WORK TASK
Below are the records. Gather each line that holds "None".

Saved entries

/---

PR #41, opened 2025-03-05
feat: add Llamp tasks

MrtinoRG:
## Summary by Sourcery

Add Llamp agent tools and task environment for Materials Project RAG benchmark

New Features:
- Implemented Materials Project RAG tools for querying materials properties
- Created a task environment for materials science benchmark tasks
- Added specialized expert agents for different materials properties

Enhancements:
- Extended corral framework to support materials science tasks
- Implemented flexible task dependency management
- Added scoring functions for materials science queries

Documentation:
- Added README for MP RAG task
- Included documentation in code comments explaining tool functionality


src/corral/agents/llamp.py
```diff
@@ -0,0 +1,386 @@
...
+            ).as_tool(),
+            MPStructureRetriever(
+                model=self.model,
+                interface=interface,
+                task_id=task_id,
+                kwargs=self.kwargs,
+            ).as_tool(),
+            arxiv,
+            wikipedia,
+            PythonREPLTool(),
```
MrtinoRG: Any comment on this if we want it or not? Safety stuff I mean

src/corral/agents/llamp.py
```diff
@@ -0,0 +1,386 @@
...
+                    LiteLLMMessage(
+                        role="user",
+                        content="Incorrect output format. Please follow the correct format.",
+                    )
+                )
+
+        return f"No final answer found after {self.max_iterations}", messages
+
+
+class MPSummaryExpert(MPAgent):
```
MrtinoRG: Right now two experts are missing from the original implementation: 
- `MPStructureVis` intended for visualizing structures in the frontend. I did not implement it because since we do not have frontend, we do not need it
- `SynthesisCallbackHandler` this one is needed, but I need to figure out how to do it since it needs structure outputs

src/corral/agents/llamp.py
MrtinoRG: I am not sure if these 3 are actually needed, but I guess that to be fair is better

src/corral/agents/llamp.py
```diff
@@ -0,0 +1,400 @@
...
+    MaterialsElectronic,
+    MaterialsMagnetism,
+    MaterialsPiezoelectric,
+    MaterialsStructureText,
+    MaterialsSummary,
+    MaterialsSynthesis,
+    MaterialsThermo,
+)
+
+# from corral.agents.utils import llm_tool_call
```
kjappelbaum:
```suggestion
```

src/corral/agents/llamp.py
```diff
@@ -0,0 +1,400 @@
...
+wikipedia = WikipediaQueryRun(api_wrapper=WikipediaAPIWrapper())
+arxiv = ArxivQueryRun(api_wrapper=ArxivAPIWrapper())
+
+
+class LiteLLMMessage(TypedDict, total=False):
+    role: str
+    content: str
+    name: str | None
+    tool_call_id: str | None
+
```
kjappelbaum: didn't you already define this somewhere else? It seems that this should be a class we make reusable

src/corral/agents/llamp.py
```diff
@@ -0,0 +1,400 @@
...
+                task_id=task_id,
+                kwargs=self.kwargs,
+            ).as_tool(),
+            arxiv,
+            wikipedia,
+            PythonREPLTool(),
+        ]
+
+        for tool in tools:
+            interface.add_tool_to_environment(task_id, tool)
```
kjappelbaum: we somehow here cross a bit the boundary that we built in the initial design: that the agent is not about tools but that the environment is about tools. 

i realize that `llamp` makes this separation difficult as it is a lot about materials-specific tools. 

however, in the initial design logic of `corral` we intended that the agents do not bring their own task-specific tools

kjappelbaum: perhaps it is worth if we (@MrtinoRG , @n0w0f and I) discuss this point

src/corral/agents/llamp.py
kjappelbaum: you mean because the Python REPL could do unsafe stuff?

src/corral/agents/llamp.py
kjappelbaum: that is, I would still move the tools away from the agent (also in the codebase) but have the `lammp` agent perhaps implemented such that the sub-agents then see different "available tools". 

depending on the environment, they also might see no tool at all when no tool suitable to a subtask is added to the environment

src/corral/agents/llamp/schemas.py
kjappelbaum, line 1: i must say that I didn't read the entire file - this is too much to review in one go :)

kjappelbaum: but I guess you took it from somewhere? (If yes, I'd perhaps add the source)

src/corral/agents/llamp/utilities.py
kjappelbaum, line 1: is this also taken from somewhere?

src/corral/agents/llamp.py
kjappelbaum: for some models json mode would be relatively easy to run with litellm (https://docs.litellm.ai/docs/completion/json_mode)

src/corral/agents/llamp.py
kjappelbaum: and this might also have the advantage that you could see what different approaches would do if they had the same tools

src/corral/agents/llamp.py
MrtinoRG: Yes, exactly

src/corral/agents/llamp.py
MrtinoRG: Never mind, because that agent is supposed to be used by another agent, but in [the original code it is commented](https://github.com/chiang-yuan/llamp/blob/main/api/src/llamp/mp/agents.py#L321).

src/corral/agents/llamp.py
MrtinoRG: This is needed since it is how the LLM calls are made. I commented because it is not in this branch since it will come from other PR, and it will give errors in some of the tests that I've made if not commented

src/corral/agents/llamp.py
MrtinoRG: Yes, removed now

src/corral/agents/llamp/schemas.py
MrtinoRG: Yes, this comes from the original Llamp implementation, and I just modified some stuff so it works with our environments.

I added now the correct reference at the beginning of the code

src/corral/agents/llamp/utilities.py
MrtinoRG: Yes, from Llamp, added now the correct reference

src/corral/agents/llamp.py
kjappelbaum: I think this can be solved by docs - we anyhow run in a "sandbox" but we could add somewhere a warning that this agent can execute arbitrary code and hence should be ran in a sandbox.

src/corral/agents/llamp/schemas.py
kjappelbaum: cool!

kjappelbaum:
This is in principle looks good to me, but I'd like to catch up on where we move the tools. We can do it perhaps in the jour fixe tomorrow

tasks/mp_rag_task/mp_rag_task/tools.py
```diff
@@ -0,0 +1,319 @@
...
+            interface=interface,
+            task_id=task_id,
+            kwargs=self.kwargs,
+        ).as_tool(),
+        "MP_dielectric_expert": MPDielectricExpert(
+            model=self.model,
+            interface=interface,
+            task_id=task_id,
+            kwargs=self.kwargs,
+        ).as_tool(),
```
MrtinoRG: Here, the problem with this is that these experts as tools need the model and other parameters such as temperature (the interface and task_id can be easily removed). 

I do not have a very clear idea of how to solve this :\

One possibility is to fix them to one configuration, but it is not ideal. 
Another option would be to migrate from experts to simple MP tools, but I guess something is missed in this way

@kjappelbaum some comment would be really appreciated :)

tasks/mp_rag_task/mp_rag_task/env.py
```diff
@@ -0,0 +1,214 @@
...
+    task_group = TaskGroup(
+        group_id="mp_rag",
+        tasks={
+            # Easy tasks
+            "NaCl_elastic_tensor": TaskDefinition(
+                name="NaCl Elastic Tensor",
+                description="What is the full elastic tensor of NaCl?",
+                tools=["MP_elasticity_expert"],
+                scoring_fn=check_elastic_tensor,
+                scoring_inputs={"material": "NaCl"},
```
MrtinoRG, line 42: The idea of this is to make it general so we can evaluate a bunch of different materials. Maybe for more advanced tasks (see Hard tasks), it has sense to test different materials of different complexity

tasks/mp_rag_task/mp_rag_task/tools.py
kjappelbaum: The question is whether you would like to be able for this to be modified during runtime or not. If not, why would passing a config in `create_tools` not work (e.g., a `dict `with keys being the toolnames and the values a `dict` with the `kwargs`).

But I feel I do not completely understand the problem

src/corral/base.py
```diff
@@ -214,25 +215,24 @@ def get_environment_guide(self) -> str:
...
-}}
-"""
+        return (
+            f"Task: {self.get_task_prompt()}\n\n"
+            "Available Tools:\n"
+            f"{tools_guide}\n\n"
+            "How to use tools:\n"
+            "1. Each tool call must specify the tool name and required arguments\n"
+            "2. Tools may return errors if arguments are invalid\n"
+            "3. You can make multiple tool calls as needed\n"
```
kjappelbaum: This comment was left also somewhere else: It might be good to specify that the different tool calls should be sequential

src/corral/base_task.py
kjappelbaum, line 1: this seems quite overlapping to Nawaf's PR

tasks/mp_rag_task/mp_rag_task/env.py
```diff
@@ -0,0 +1,214 @@
...
+                input_from_tasks=["retrieve_bandgap_formation_bulk_modulus"],
+                initial_input={
+                    "work_dir": str(work_dir_path),
+                },
+            ),
+            "create_vacancy_defect": TaskDefinition(
+                name="Create Vacancy Defect",
+                description="Generate a 2x2x2 supercell of the material and introduce a single vacancy defect (remove one atom). Save the resulting structure with the defect as a CIF file.",
+                tools=["MP_structure_retriever", "write_file"],
+                scoring_fn=check_cif_material,
```
kjappelbaum, line 160: probably we should also check if there is a vacancy ...

kjappelbaum: but can also be an enhancement at a later point

tasks/mp_rag_task/mp_rag_task/score.py
```diff
@@ -0,0 +1,428 @@
...
+
+    Returns:
+        list: List of tuples containing (material_id, property_value) for the material
+    """
+    material_ids = retrieve_material_id(material)
+    property_values = []
+
+    for material_id in material_ids:
+        with MPRester(API_KEY) as mpr:
+            if property_type == "elastic_tensor":
```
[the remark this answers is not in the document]
kjappelbaum: switch statements are cool :)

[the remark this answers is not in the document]
kjappelbaum: reminds me of good-old-times with cases in pascal ;)

tasks/mp_rag_task/mp_rag_task/score.py
```diff
@@ -0,0 +1,428 @@
...
+    Retrieves the formation energy values for a given material.
+
+    Args:
+        material: Material name, i.e. "NaCl"
+
+    Returns:
+        list[float]: List of formation energy values
+    """
+    results = retrieve_material_property(material, "formation_energy")
+    return [energy for _, energy in results]
```
kjappelbaum: this is very redundant

kjappelbaum: That is, I would consider one function that is parametrized with the property

tasks/mp_rag_task/mp_rag_task/score.py
```diff
@@ -0,0 +1,428 @@
...
+    """
+    try:
+        with Path.open(file_path) as f:
+            elastic_tensor = f.read()
+            return check_elastic_tensor(elastic_tensor, material)
+    except (OSError, FileNotFoundError):
+        return float(False)
+
+
+def check_simple_bandgap(bandgap: float, material: str) -> float:
```
kjappelbaum: Those range checks also seem a bit redundant and might be one function parametrized with the property

kjappelbaum (approved):

tasks/mp_rag_task/mp_rag_task/utilities.py
```diff
@@ -0,0 +1,658 @@
...
+    def run(self, function_name: str, function_args: str, debug: bool = False) -> str:
+        """
+        Performs an mp-api call and returns the result.
+
+        Args:
+            function_name: a function name to call
+            function_args: arguments for the function
+            debug: whether to print debug information
+        Returns:
+            function response in text format
```
kjappelbaum:
```suggestion
        Args:
            function_name (str): a function name to call
            function_args (str): arguments for the function
            debug (bool): whether to print debug information
            
        Returns:
            str: function response in text format
```

tasks/mp_rag_task/mp_rag_task/utilities.py
```diff
@@ -0,0 +1,658 @@
...
+
+        function_to_call = self.material_routes.get(function_name, None)
+        if function_to_call is None:
+            logger.warning(f"Function {function_name} is not supported yet.")
+            return (
+                re.sub(
+                    r"\s+",
+                    " ",
+                    f"""
+                I want to call {function_name} but it is not supported yet.
```
kjappelbaum: i know you took it from them, but I find the prompt "not supported yet" a bit strange. Not sure why we need the "yet"

tasks/mp_rag_task/mp_rag_task/utilities.py
```diff
@@ -0,0 +1,658 @@
...
+
+        if "formula_pretty" not in query_params.get("fields", []):
+            query_params["fields"] = [*query_params.get("fields", []), "formula_pretty"]
+
+        if "symmetry" not in query_params.get("fields", []):
+            query_params["fields"] = [*query_params.get("fields", []), "symmetry"]
+
+        # query_params["fields"] = query_params.get(
+        #     "fields", []) + ["structure", "material_id"]
+
```
kjappelbaum:
```suggestion

```

tasks/mp_rag_task/mp_rag_task/utilities.py
```diff
@@ -0,0 +1,658 @@
...
+        return_mode = query_params.pop("return_mode", "file")
+
+        limit = query_params.get("_limit", DEFAULT_LIMIT)
+
+        # return self.mpr.materials.summary._search(
+        #     num_chunks=None, chunk_size=1000, all_fields=False, **query_params
+        # )[:limit]
```
kjappelbaum:
```suggestion
```

tasks/mp_rag_task/mp_rag_task/utilities.py
```diff
@@ -0,0 +1,658 @@
...
+                structure.to_file(filename=path, fmt="json")
+                # write(path, atoms, format="extxyz")
+                paths.append(path)
+            return (
+                "All retrieved structures are saved as Pymatgen Structure json files to the following paths: "
+                + ", ".join(paths)
+            )
+        raise ValueError("Invalid return_mode")
+
+        # return [Structure.from_dict(doc["structure"]).to_ase_atoms() for doc in docs]
```
kjappelbaum:
```suggestion
```

tasks/mp_rag_task/mp_rag_task/utilities.py
```diff
@@ -0,0 +1,658 @@
...
+        if condition_mixing_media:
+            query_params["condition_mixing_media"] = condition_mixing_media.split(",")
+
+        response = self.mpr.materials.synthesis._search(**query_params)
+
+        return response[:5]
+
+    def search_materials_oxidation_states(self, query_params: dict):
+        query_params = self._process_query_params(query_params)
+        # FIXME
```
kjappelbaum, line 376: this seems like a concerning comment ;)

tasks/mp_rag_task/mp_rag_task/utilities.py
```diff
@@ -0,0 +1,658 @@
...
+        #             elastic_doc = self.mpr.materials.elasticity.get_data_by_id(
+        #                 document_id=material_id,
+        #                 fields=["pretty_formula", "elasticity", "task_id"],
+        #             )
+        #             elastic_docs.append(elastic_doc)
+
+        #         except Exception:
+        #             continue
+
+        #     return elastic_docs[:query_params.get("_limit", 10)]
```
kjappelbaum:
```suggestion
```

kjappelbaum (approved):
lgtm!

\---

ANSWER BOX
+    name: str | None
+    tool_call_id: str | None
+        function_to_call = self.material_routes.get(function_name, None)
+        if function_to_call is None:
+        #     num_chunks=None, chunk_size=1000, all_fields=False, **query_params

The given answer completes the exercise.